WHAT IS NEEDED - Could you copy every record below exactly as it stands?

[Dataset excerpts]
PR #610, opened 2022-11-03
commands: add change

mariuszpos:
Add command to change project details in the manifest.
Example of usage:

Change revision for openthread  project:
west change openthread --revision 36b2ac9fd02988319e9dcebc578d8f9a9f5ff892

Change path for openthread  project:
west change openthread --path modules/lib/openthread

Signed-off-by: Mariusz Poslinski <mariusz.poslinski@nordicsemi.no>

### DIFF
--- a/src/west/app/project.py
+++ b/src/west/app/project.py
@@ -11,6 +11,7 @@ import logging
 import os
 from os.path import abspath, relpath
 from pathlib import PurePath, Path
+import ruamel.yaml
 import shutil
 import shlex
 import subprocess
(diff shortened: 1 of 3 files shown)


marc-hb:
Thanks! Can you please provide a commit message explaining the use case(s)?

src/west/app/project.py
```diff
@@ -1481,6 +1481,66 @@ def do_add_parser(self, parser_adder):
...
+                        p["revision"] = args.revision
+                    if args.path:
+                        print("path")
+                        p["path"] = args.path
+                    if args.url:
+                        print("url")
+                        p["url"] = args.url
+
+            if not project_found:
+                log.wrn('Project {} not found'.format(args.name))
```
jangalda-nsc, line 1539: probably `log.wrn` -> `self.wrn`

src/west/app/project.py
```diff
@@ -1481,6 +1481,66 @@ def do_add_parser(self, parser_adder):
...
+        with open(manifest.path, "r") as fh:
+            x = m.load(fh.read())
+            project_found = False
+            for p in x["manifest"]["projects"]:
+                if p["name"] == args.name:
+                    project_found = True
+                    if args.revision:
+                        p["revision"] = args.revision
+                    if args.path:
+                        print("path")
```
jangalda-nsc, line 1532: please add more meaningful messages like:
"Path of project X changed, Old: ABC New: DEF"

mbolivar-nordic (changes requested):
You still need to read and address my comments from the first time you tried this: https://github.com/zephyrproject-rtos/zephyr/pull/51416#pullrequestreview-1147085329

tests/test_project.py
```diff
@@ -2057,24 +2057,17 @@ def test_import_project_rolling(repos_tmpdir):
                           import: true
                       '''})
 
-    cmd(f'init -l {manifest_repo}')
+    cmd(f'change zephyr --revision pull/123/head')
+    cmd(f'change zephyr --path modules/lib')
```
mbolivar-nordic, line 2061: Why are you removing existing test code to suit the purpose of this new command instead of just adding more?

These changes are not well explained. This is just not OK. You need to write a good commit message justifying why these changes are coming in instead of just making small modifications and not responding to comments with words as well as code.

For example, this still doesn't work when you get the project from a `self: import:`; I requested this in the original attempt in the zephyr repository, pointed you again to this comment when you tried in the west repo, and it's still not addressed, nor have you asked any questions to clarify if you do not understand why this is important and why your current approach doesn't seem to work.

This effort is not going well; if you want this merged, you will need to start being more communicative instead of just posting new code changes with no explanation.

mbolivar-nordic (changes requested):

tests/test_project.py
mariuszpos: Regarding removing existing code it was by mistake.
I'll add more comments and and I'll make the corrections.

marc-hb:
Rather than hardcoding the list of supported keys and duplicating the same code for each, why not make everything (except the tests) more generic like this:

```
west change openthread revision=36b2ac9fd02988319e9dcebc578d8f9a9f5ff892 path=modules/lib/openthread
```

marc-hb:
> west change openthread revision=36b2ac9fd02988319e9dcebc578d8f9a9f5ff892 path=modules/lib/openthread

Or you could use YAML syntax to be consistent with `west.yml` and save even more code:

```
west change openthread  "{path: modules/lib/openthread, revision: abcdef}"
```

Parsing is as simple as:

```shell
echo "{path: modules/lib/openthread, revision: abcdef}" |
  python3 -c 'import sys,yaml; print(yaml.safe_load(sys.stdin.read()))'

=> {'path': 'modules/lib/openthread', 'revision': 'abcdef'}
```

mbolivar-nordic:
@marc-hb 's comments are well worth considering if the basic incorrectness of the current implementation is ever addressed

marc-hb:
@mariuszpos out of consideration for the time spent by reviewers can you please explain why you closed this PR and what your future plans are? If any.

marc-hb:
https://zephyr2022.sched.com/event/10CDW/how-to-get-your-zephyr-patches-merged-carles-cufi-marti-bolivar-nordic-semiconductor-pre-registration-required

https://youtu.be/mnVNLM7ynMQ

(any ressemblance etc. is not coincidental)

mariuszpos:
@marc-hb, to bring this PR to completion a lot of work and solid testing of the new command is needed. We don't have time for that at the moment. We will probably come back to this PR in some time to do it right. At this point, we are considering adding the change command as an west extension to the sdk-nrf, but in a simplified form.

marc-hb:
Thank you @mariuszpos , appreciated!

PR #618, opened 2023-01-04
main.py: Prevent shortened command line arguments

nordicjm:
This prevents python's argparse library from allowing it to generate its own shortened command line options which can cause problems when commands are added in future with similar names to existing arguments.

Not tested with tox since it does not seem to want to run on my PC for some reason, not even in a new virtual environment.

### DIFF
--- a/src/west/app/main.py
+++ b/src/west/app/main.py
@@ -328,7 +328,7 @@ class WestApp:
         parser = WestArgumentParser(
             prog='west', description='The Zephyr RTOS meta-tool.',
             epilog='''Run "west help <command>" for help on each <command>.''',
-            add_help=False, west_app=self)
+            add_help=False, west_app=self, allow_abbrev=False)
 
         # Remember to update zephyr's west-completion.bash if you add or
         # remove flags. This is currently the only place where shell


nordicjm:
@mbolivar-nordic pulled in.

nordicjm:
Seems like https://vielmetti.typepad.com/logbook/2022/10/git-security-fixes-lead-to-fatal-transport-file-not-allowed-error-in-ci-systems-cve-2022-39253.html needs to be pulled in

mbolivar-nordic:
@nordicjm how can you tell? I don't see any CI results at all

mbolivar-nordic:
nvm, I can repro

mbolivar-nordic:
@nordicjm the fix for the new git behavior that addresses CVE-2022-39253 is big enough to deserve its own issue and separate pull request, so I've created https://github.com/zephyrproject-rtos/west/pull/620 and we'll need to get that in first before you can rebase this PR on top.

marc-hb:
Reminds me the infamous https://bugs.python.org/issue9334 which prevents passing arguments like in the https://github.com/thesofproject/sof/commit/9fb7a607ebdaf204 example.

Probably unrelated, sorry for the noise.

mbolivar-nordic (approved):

TASK SOLUTION -
PR #610, opened 2022-11-03
commands: add change

mariuszpos:
Add command to change project details in the manifest.
Example of usage:

Change revision for openthread  project:
west change openthread --revision 36b2ac9fd02988319e9dcebc578d8f9a9f5ff892

Change path for openthread  project:
west change openthread --path modules/lib/openthread

Signed-off-by: Mariusz Poslinski <mariusz.poslinski@nordicsemi.no>

### DIFF
--- a/src/west/app/project.py
+++ b/src/west/app/project.py
@@ -11,6 +11,7 @@ import logging
 import os
 from os.path import abspath, relpath
 from pathlib import PurePath, Path
+import ruamel.yaml
 import shutil
 import shlex
 import subprocess
(diff shortened: 1 of 3 files shown)


marc-hb:
Thanks! Can you please provide a commit message explaining the use case(s)?

src/west/app/project.py
```diff
@@ -1481,6 +1481,66 @@ def do_add_parser(self, parser_adder):
...
+                        p["revision"] = args.revision
+                    if args.path:
+                        print("path")
+                        p["path"] = args.path
+                    if args.url:
+                        print("url")
+                        p["url"] = args.url
+
+            if not project_found:
+                log.wrn('Project {} not found'.format(args.name))
```
jangalda-nsc, line 1539: probably `log.wrn` -> `self.wrn`

src/west/app/project.py
```diff
@@ -1481,6 +1481,66 @@ def do_add_parser(self, parser_adder):
...
+        with open(manifest.path, "r") as fh:
+            x = m.load(fh.read())
+            project_found = False
+            for p in x["manifest"]["projects"]:
+                if p["name"] == args.name:
+                    project_found = True
+                    if args.revision:
+                        p["revision"] = args.revision
+                    if args.path:
+                        print("path")
```
jangalda-nsc, line 1532: please add more meaningful messages like:
"Path of project X changed, Old: ABC New: DEF"

mbolivar-nordic (changes requested):
You still need to read and address my comments from the first time you tried this: https://github.com/zephyrproject-rtos/zephyr/pull/51416#pullrequestreview-1147085329

tests/test_project.py
```diff
@@ -2057,24 +2057,17 @@ def test_import_project_rolling(repos_tmpdir):
                           import: true
                       '''})
 
-    cmd(f'init -l {manifest_repo}')
+    cmd(f'change zephyr --revision pull/123/head')
+    cmd(f'change zephyr --path modules/lib')
```
mbolivar-nordic, line 2061: Why are you removing existing test code to suit the purpose of this new command instead of just adding more?

These changes are not well explained. This is just not OK. You need to write a good commit message justifying why these changes are coming in instead of just making small modifications and not responding to comments with words as well as code.

For example, this still doesn't work when you get the project from a `self: import:`; I requested this in the original attempt in the zephyr repository, pointed you again to this comment when you tried in the west repo, and it's still not addressed, nor have you asked any questions to clarify if you do not understand why this is important and why your current approach doesn't seem to work.

This effort is not going well; if you want this merged, you will need to start being more communicative instead of just posting new code changes with no explanation.

mbolivar-nordic (changes requested):

tests/test_project.py
mariuszpos: Regarding removing existing code it was by mistake.
I'll add more comments and and I'll make the corrections.

marc-hb:
Rather than hardcoding the list of supported keys and duplicating the same code for each, why not make everything (except the tests) more generic like this:

```
west change openthread revision=36b2ac9fd02988319e9dcebc578d8f9a9f5ff892 path=modules/lib/openthread
```

marc-hb:
> west change openthread revision=36b2ac9fd02988319e9dcebc578d8f9a9f5ff892 path=modules/lib/openthread

Or you could use YAML syntax to be consistent with `west.yml` and save even more code:

```
west change openthread  "{path: modules/lib/openthread, revision: abcdef}"
```

Parsing is as simple as:

```shell
echo "{path: modules/lib/openthread, revision: abcdef}" |
  python3 -c 'import sys,yaml; print(yaml.safe_load(sys.stdin.read()))'

=> {'path': 'modules/lib/openthread', 'revision': 'abcdef'}
```

mbolivar-nordic:
@marc-hb 's comments are well worth considering if the basic incorrectness of the current implementation is ever addressed

marc-hb:
@mariuszpos out of consideration for the time spent by reviewers can you please explain why you closed this PR and what your future plans are? If any.

marc-hb:
https://zephyr2022.sched.com/event/10CDW/how-to-get-your-zephyr-patches-merged-carles-cufi-marti-bolivar-nordic-semiconductor-pre-registration-required

https://youtu.be/mnVNLM7ynMQ

(any ressemblance etc. is not coincidental)

mariuszpos:
@marc-hb, to bring this PR to completion a lot of work and solid testing of the new command is needed. We don't have time for that at the moment. We will probably come back to this PR in some time to do it right. At this point, we are considering adding the change command as an west extension to the sdk-nrf, but in a simplified form.

marc-hb:
Thank you @mariuszpos , appreciated!

PR #618, opened 2023-01-04
main.py: Prevent shortened command line arguments

nordicjm:
This prevents python's argparse library from allowing it to generate its own shortened command line options which can cause problems when commands are added in future with similar names to existing arguments.

Not tested with tox since it does not seem to want to run on my PC for some reason, not even in a new virtual environment.

### DIFF
--- a/src/west/app/main.py
+++ b/src/west/app/main.py
@@ -328,7 +328,7 @@ class WestApp:
         parser = WestArgumentParser(
             prog='west', description='The Zephyr RTOS meta-tool.',
             epilog='''Run "west help <command>" for help on each <command>.''',
-            add_help=False, west_app=self)
+            add_help=False, west_app=self, allow_abbrev=False)
 
         # Remember to update zephyr's west-completion.bash if you add or
         # remove flags. This is currently the only place where shell


nordicjm:
@mbolivar-nordic pulled in.

nordicjm:
Seems like https://vielmetti.typepad.com/logbook/2022/10/git-security-fixes-lead-to-fatal-transport-file-not-allowed-error-in-ci-systems-cve-2022-39253.html needs to be pulled in

mbolivar-nordic:
@nordicjm how can you tell? I don't see any CI results at all

mbolivar-nordic:
nvm, I can repro

mbolivar-nordic:
@nordicjm the fix for the new git behavior that addresses CVE-2022-39253 is big enough to deserve its own issue and separate pull request, so I've created https://github.com/zephyrproject-rtos/west/pull/620 and we'll need to get that in first before you can rebase this PR on top.

marc-hb:
Reminds me the infamous https://bugs.python.org/issue9334 which prevents passing arguments like in the https://github.com/thesofproject/sof/commit/9fb7a607ebdaf204 example.

Probably unrelated, sorry for the noise.

mbolivar-nordic (approved):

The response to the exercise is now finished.